Nicolas Taleb is one of my favourite authors. His ideas blow a fresh breeze into the often conservative finance ecosystem. It's a great book that you should read. In this article, I summarised some of the key insights for entrepreneurs and investors.
According to Nicolas Taleb, most predictions of the future (stock market, economy, politics...) are irrelevant because they cannot predict Black Swans - extreme events - which are the drivers of structural changes. Thus, they are not better at foreseeing what's going to happen as astrology. For Taleb, so-called experts making predictions (e.g. economists, academics, portfolio managers) are either frauds or self-deceiving.

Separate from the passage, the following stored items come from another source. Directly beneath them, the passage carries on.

PR #253, opened 2021-01-28
remove tokio runners

robjtede:
## PR Type
Refactor

## PR Checklist

## Overview
- Remove `run_in_tokio` and `attach_to_tokio`.
- Remove `AsyncSystemRunner`.
- Return `JoinHandle` from `actix_rt::spawn`.
	- Remove old `Arbiter::spawn`. Implementation is now inlined into `actix_rt::spawn`.
- Rename `Arbiter::{send => spawn}` and `Arbiter::{exec_fn => spawn_fn}`.
- Remove `Arbiter::exec`.
- Remove deprecated `Arbiter::local_join`.

### DIFF
--- a/actix-rt/CHANGES.md
+++ b/actix-rt/CHANGES.md
@@ -2,6 +2,16 @@
 
 ## Unreleased - 2021-xx-xx
 
+* Remove `run_in_tokio` and `attach_to_tokio`. [#253]
+* Remove `AsyncSystemRunner`. [#253]
+* Return `JoinHandle` from `actix_rt::spawn`. [#253]
+* Remove old `Arbiter::spawn`. Implementation is now inlined into `actix_rt::spawn`. [#253]
+* Rename `Arbiter::{send => spawn}` and `Arbiter::{exec_fn => spawn_fn}`. [#253]
+* Remove `Arbiter::exec`. [#253]
+* Remove deprecated `Arbiter::local_join`. [#253]
+
+[#253]: https://github.com/actix/actix-net/pull/253
+
 
 ## 2.0.0-beta.2 - 2021-01-09
 * Add `task` mod with re-export of `tokio::task::{spawn_blocking, yield_now, JoinHandle}` [#245]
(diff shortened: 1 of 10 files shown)


nooberfsh:
Why it is removed? 
Many people use this to run actix inside tokio runtime.  https://github.com/actix/actix-web/issues/1283

fakeshadow:
It's removed for misleading and not working properly.

1. actix always runs in tokio. It never support runtime other than tokio from what I know.
2. The said API only attach `SystemArbiter` to an existing tokio runtime. Every new `Arbiter`(include actix-web worker) would still spawn it's tokio runtime regardless. Even when you limit your actix-web worker count to 1 that worker would still run on it's own tokio runtime. It has nothing to do with the runtime you pass to `run_in_tokio` unless you explicitly send boxed future to `SystemArbiter`.
3. There is nothing wrong with running multiple runtimes in an app. `actix` and `actix-web` are examples on this where you can have more than dozens of runtime working on their own at the same time. Therefore if you need another tokio runtime you can spawn it along side your `actix-rt`. There is no observable overhead on doing this.

Overdash:
> 3. There is nothing wrong with running multiple runtimes in an app. `actix` and `actix-web` are examples on this where you can have more than dozens of runtime working on their own at the same time. Therefore if you need another tokio runtime you can spawn it along side your `actix-rt`. There is no observable overhead on doing this.

Do you have an example of doing this (spawning another tokio runtime along side an actix system)?

From what I see, instances like `actix-web` HttpServer creation are blocking. So in this case it's not possible/difficult to spawn a usable tokio Runtime that can be used by all the endpoints (for example). I could be missing something here though

fakeshadow:
> From what I see, instances like `actix-web` HttpServer creation are blocking. So in this case it's not possible/difficult to spawn a usable tokio Runtime that can be used by all the endpoints (for example). I could be missing something here though

Please check point two. You `endpoints` run on workers that are in their own runtime which is not in your main or have have anything to do with the runtime you set up in mian. Except the condition described by it.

Beyond Black Swans, predictions tend to particularly go wrong when
-> They are on a long timeframe - small deviations create exponential errors
-> There are a lot of variables (e.g. unemployment is influenced by dozens of factors including economic growth, raw materials prices, trade...)
Furthermore, past or current observations are unreliable predicators of future events. Before landing on Australia, humans thought that all swans were white. They derived this rule from hundreds of years of observation. Yet we were wrong as there are block swans in Australia. We cannot accurately predict the future on the basis of past events (see the problem of induction).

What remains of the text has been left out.